My application takes in speech input and is successfully able to group words that match together to form either one word or a group of words - called phrases; be it a name, an action, a pet, or a time frame.
I have a master list of the phrases that are allowed and are stored in their respective arrays. So I have the following arrays validNamesArray, validActionsArray, validPetsArray, and a validTimeFramesArray.
A new array of phrases is returned each and every time the user stops speaking.
NSArray *phrasesBeingFedIn = #[#"CHARLIE", #"EAT", #"AT TEN O CLOCK",
#"CAT",
#"DOG", "URINATE",
#"CHILDREN", #"ITS TIME TO", #"PLAY"];
Knowing that its ok to have the following combination to create a command:
COMMAND 1: NAME + ACTION + TIME FRAME
COMMAND 2: PET + ACTION
COMMAND n: n + n, .. + n
//In the example above, only the groups of phrases 'Charlie eat at ten o clock' and 'dog urinate'
//would be valid commands, the phrase 'cat' would not qualify any of the commands
//and will therefor be ignored
Question
What is the best way for me to parse through the phrases being fed in and determine which combination phrases will satisfy my list of commands?
POSSIBLE solution I've come up with
One way is to step through the array and have if and else statements that check the phrases ahead and see if they satisfy any valid command patterns from the list, however my solution is not dynamic, I would have to add a new set of if and else statements for every single new command permutation I create.
My solution is not efficient. Any ideas on how I could go about creating something like this that will work and is dynamic no matter if I add a new command sequence of phrase combination?
I think what I would do is make an array for each category of speech (pet, command, etc). Those arrays would obviously have strings as elements. You could then test each word against each simple array using
[simpleWordListOfPets containsObject:word]

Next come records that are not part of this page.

PR #2550, opened 2025-09-04
refactor: Query iterators now operate in Objects and ObjectRelations instead of strings

barakmich:

### DIFF
--- a/pkg/query/datastore.go
+++ b/pkg/query/datastore.go
@@ -35,7 +35,12 @@ func (r *RelationIterator) buildSubjectRelationFilter() datastore.SubjectRelatio
 	return datastore.SubjectRelationFilter{}.WithNonEllipsisRelation(r.base.Subrelation)
 }
 
-func (r *RelationIterator) CheckImpl(ctx *Context, resourceIDs []string, subjectID string) (RelationSeq, error) {
+func (r *RelationIterator) CheckImpl(ctx *Context, resources []Object, subject ObjectAndRelation) (RelationSeq, error) {
+	resourceIDs := make([]string, len(resources))
+	for i, res := range resources {
+		resourceIDs[i] = res.ObjectID
+	}
+
 	filter := datastore.RelationshipsFilter{
 		OptionalResourceType:     r.base.DefinitionName(),
 		OptionalResourceIds:      resourceIDs,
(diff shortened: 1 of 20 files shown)


pkg/query/datastore.go
```diff
@@ -35,15 +35,20 @@ func (r *RelationIterator) buildSubjectRelationFilter() datastore.SubjectRelatio
 	return datastore.SubjectRelationFilter{}.WithNonEllipsisRelation(r.base.Subrelation)
 }
 
-func (r *RelationIterator) CheckImpl(ctx *Context, resourceIDs []string, subjectID string) (RelationSeq, error) {
+func (r *RelationIterator) CheckImpl(ctx *Context, resources []Object, subject ObjectAndRelation) (RelationSeq, error) {
+	resourceIDs := make([]string, len(resources))
```
tstirrat15, line 39: For my own edification: what's the difference between `make([]string, 0, len(resources))` and what's written here? When would you use one over the other?

pkg/query/union.go
```diff
@@ -37,32 +34,33 @@ func (u *Union) CheckImpl(ctx *Context, resourceIDs []string, subjectID string)
...
-		for _, r := range rels {
-			if idx := slices.Index(remaining, r.Resource.ObjectID); idx != -1 {
-				remaining = slices.Delete(remaining, idx, idx+1)
-			}
-		}
-
-		if len(remaining) == 0 {
-			break
+	// Deduplicate relations
+	seen := make(map[string]bool)
```
tstirrat15, line 40: dunno if it's useful here, but we have the `mapz` package that has a `Set` in it.

pkg/query/datastore.go
barakmich: they're damn close to equivalent, depending on the next lines:
```
for i, res := range resources {
	resourceIDs[i] = res.ObjectID
}
```
In that case, I'm filling in the zero values (empty strings, which I believe under the hood are particular string pointers) with the desired value. you could rewrite this with `make([]string, 0, len(resources))` and use `append()` instead of directly writing the slot with the subscript.

So in this case it makes little to no difference. If you want to do it in a way that's not append-friendly, then this is the better way (say, constructing a binary tree inside an array, or a sort function, that sort of thing) -- so when I can and I know the lengths of both arrays I opt for this form, but it's really not a strong argument either way.

pkg/query/union.go
barakmich: I'll leave it for now because I'm not even sure if dedupe behavior is correct here -- but we'll cross that bridge when we get there (chances are, it becomes a flag, and then we can use mapz)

Which would return a BOOL result. You could do that in a case statement. The logic after that is up to you, but I would keep scanning the sentence using NSScanner until you have finished evaluating each section.
I've used some similar concepts to analyze a paragraph... it starts off like this:
while ([scanner scanUpToString:#"," intoString:&word]) {
processedWordCount++;
NSLog(#"%i total words processed", processedWordCount);
// Does word exist in the simple list?
if ([simpleWordList containsObject:word]) {
//NSLog(#"Word already exists: %#", word);
You would continue it with whatever logic you wanted (and you would search for a space rather than a ",".